• DATA TO USE

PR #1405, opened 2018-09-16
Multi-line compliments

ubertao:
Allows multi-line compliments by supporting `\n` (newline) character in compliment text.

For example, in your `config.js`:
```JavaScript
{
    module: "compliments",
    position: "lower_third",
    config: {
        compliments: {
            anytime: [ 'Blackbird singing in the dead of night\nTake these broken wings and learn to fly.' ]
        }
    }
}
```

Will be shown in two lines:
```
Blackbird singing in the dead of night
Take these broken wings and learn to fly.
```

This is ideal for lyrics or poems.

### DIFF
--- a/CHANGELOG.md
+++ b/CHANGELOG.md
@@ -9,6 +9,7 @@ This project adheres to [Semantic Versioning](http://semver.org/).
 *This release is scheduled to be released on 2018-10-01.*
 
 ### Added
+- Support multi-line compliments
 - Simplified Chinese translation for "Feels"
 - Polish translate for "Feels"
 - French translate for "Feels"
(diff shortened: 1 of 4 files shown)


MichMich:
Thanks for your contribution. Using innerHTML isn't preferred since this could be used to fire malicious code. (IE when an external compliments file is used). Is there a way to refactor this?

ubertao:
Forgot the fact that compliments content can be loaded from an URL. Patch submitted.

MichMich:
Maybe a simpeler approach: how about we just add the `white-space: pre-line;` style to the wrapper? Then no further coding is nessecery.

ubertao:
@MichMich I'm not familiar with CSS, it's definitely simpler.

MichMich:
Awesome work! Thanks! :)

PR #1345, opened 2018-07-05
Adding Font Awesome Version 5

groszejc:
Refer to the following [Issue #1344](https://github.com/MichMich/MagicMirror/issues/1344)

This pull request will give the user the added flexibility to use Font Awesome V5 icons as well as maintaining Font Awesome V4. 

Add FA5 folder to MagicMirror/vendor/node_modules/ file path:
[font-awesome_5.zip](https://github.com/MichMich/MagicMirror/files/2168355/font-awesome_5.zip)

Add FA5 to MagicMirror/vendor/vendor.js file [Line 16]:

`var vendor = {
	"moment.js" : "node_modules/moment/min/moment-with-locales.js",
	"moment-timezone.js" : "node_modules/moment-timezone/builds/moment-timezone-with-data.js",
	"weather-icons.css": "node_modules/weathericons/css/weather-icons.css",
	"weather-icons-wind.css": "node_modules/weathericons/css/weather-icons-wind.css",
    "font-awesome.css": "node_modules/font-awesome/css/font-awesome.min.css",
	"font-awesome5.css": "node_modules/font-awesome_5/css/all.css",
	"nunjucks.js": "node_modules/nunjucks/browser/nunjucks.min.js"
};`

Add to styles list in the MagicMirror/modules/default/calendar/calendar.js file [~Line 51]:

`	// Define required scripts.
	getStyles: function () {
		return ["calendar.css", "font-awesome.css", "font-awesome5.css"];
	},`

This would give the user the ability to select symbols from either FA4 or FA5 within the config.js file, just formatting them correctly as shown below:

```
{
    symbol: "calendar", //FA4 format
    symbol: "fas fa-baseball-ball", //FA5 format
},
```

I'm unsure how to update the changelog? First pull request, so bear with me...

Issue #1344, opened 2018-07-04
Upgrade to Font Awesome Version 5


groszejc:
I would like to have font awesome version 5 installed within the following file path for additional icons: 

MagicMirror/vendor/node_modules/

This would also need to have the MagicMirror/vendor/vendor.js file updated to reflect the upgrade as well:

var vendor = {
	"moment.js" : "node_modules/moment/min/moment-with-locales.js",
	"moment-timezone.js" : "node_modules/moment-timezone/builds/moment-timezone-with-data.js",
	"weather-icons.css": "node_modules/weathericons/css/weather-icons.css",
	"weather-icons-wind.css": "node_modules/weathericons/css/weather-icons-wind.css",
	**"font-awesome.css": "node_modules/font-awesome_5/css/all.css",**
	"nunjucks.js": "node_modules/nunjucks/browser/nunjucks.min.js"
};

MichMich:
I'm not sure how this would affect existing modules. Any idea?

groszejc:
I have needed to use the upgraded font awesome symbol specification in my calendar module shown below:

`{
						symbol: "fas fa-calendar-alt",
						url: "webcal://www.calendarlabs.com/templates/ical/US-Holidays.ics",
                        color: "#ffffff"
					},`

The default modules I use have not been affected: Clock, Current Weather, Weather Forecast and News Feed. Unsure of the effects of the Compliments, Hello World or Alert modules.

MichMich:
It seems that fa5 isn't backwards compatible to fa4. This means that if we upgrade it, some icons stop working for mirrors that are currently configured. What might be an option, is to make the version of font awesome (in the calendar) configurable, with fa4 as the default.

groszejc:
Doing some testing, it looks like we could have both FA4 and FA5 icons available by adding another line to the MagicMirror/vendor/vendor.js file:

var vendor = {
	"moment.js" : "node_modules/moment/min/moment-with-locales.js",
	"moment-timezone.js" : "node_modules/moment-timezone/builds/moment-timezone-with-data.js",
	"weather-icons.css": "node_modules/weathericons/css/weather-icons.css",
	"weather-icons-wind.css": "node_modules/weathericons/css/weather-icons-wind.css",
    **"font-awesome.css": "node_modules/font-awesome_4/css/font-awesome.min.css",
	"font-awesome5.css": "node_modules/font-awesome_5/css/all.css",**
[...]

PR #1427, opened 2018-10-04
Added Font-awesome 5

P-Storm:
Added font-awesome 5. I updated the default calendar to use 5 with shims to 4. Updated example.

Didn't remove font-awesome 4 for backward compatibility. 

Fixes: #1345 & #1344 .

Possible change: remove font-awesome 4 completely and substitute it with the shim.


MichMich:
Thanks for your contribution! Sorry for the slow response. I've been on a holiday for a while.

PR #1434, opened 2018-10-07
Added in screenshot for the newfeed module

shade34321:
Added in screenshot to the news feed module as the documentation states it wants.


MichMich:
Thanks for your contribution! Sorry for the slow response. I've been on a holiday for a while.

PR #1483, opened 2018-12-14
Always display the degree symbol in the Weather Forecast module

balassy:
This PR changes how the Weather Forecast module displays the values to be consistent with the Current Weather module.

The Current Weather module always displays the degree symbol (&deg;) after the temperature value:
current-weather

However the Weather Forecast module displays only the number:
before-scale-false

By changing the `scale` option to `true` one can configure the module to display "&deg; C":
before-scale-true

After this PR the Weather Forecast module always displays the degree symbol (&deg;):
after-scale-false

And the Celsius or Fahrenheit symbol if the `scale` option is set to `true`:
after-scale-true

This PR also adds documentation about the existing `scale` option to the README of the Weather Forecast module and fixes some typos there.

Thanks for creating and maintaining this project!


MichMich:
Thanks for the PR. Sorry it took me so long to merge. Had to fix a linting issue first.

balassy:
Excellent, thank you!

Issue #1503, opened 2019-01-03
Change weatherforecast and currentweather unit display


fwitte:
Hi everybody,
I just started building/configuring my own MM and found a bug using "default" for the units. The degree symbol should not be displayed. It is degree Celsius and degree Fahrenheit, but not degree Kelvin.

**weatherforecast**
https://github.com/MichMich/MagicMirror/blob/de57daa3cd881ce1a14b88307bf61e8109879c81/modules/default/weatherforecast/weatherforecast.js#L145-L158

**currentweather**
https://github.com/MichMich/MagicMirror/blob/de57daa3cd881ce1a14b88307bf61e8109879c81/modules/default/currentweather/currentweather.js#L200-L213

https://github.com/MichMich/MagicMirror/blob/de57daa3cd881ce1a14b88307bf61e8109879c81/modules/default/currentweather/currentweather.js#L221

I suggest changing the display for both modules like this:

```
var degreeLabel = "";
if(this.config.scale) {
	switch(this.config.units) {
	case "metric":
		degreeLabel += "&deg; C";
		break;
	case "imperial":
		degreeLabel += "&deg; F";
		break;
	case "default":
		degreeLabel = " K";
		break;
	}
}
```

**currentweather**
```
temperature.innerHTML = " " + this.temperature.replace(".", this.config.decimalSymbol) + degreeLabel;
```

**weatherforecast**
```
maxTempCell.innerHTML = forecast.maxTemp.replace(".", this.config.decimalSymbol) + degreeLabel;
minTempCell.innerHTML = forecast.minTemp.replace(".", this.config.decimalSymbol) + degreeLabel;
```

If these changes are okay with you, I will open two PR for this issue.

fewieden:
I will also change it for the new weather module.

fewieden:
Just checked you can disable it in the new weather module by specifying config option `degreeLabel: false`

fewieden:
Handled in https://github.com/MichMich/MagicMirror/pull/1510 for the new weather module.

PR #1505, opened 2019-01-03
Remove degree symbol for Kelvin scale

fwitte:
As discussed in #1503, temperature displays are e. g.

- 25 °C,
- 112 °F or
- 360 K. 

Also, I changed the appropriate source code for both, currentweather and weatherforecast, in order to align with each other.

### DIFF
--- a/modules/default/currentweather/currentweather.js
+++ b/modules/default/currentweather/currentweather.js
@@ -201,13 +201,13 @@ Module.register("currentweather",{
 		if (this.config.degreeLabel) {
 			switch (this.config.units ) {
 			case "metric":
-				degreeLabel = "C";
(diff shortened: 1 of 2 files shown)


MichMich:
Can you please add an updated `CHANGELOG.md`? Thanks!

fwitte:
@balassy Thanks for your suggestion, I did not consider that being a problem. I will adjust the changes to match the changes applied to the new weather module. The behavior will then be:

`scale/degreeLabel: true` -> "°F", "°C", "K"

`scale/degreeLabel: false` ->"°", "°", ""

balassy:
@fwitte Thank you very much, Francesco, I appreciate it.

...

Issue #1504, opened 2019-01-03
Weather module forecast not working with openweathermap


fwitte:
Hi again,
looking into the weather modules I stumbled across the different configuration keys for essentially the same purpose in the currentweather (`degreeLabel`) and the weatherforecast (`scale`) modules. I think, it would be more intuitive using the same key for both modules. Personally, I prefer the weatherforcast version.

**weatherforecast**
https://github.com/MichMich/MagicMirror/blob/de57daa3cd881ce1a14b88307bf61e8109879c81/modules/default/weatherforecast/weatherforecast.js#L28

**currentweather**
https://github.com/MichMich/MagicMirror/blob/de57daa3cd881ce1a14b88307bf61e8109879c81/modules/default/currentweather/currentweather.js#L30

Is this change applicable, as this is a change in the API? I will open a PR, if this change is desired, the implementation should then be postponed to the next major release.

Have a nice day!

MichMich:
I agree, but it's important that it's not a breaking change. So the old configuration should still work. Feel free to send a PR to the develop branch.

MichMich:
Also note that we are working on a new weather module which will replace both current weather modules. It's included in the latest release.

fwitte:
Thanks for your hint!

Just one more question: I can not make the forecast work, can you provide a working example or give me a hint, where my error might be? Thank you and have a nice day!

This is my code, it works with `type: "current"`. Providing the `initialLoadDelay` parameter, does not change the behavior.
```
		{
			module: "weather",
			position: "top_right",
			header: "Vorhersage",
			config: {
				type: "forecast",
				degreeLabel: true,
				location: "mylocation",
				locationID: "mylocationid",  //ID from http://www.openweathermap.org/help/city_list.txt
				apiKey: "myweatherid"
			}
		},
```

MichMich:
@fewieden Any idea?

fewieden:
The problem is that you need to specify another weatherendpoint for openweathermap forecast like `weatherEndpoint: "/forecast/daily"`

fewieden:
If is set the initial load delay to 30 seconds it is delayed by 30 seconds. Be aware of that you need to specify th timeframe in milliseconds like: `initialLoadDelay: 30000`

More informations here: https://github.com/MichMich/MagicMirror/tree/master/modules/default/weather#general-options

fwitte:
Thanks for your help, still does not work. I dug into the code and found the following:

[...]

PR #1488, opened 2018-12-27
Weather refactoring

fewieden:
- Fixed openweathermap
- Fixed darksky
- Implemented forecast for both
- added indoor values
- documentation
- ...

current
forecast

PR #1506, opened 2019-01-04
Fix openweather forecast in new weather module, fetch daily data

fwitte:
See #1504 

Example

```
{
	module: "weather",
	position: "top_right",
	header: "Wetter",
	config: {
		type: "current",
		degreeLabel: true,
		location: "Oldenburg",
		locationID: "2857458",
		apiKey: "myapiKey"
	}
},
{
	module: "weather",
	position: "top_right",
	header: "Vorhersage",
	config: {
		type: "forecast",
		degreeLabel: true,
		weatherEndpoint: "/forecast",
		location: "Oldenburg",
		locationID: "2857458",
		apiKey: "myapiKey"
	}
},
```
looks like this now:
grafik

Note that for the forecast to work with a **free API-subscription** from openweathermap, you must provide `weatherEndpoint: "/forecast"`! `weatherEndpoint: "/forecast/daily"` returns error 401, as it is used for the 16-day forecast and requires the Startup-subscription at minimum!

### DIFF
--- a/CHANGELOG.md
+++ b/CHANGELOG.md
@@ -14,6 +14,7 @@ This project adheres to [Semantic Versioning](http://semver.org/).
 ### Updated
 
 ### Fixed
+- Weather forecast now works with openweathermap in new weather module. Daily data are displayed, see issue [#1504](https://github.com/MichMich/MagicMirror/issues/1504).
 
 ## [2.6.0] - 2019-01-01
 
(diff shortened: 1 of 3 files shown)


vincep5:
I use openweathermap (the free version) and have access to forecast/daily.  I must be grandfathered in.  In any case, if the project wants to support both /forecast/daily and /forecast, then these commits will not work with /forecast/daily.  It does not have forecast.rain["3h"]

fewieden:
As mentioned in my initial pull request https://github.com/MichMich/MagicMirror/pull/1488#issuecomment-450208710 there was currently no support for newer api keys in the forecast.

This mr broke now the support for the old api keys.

• ASSIGNMENT
Among the lines above, which ones hold the string "these"? Show them.

• SOLUTION TO THE PROBLEM
            anytime: [ 'Blackbird singing in the dead of night\nTake these broken wings and learn to fly.' ]
Take these broken wings and learn to fly.
If these changes are okay with you, I will open two PR for this issue.
I use openweathermap (the free version) and have access to forecast/daily.  I must be grandfathered in.  In any case, if the project wants to support both /forecast/daily and /forecast, then these commits will not work with /forecast/daily.  It does not have forecast.rain["3h"]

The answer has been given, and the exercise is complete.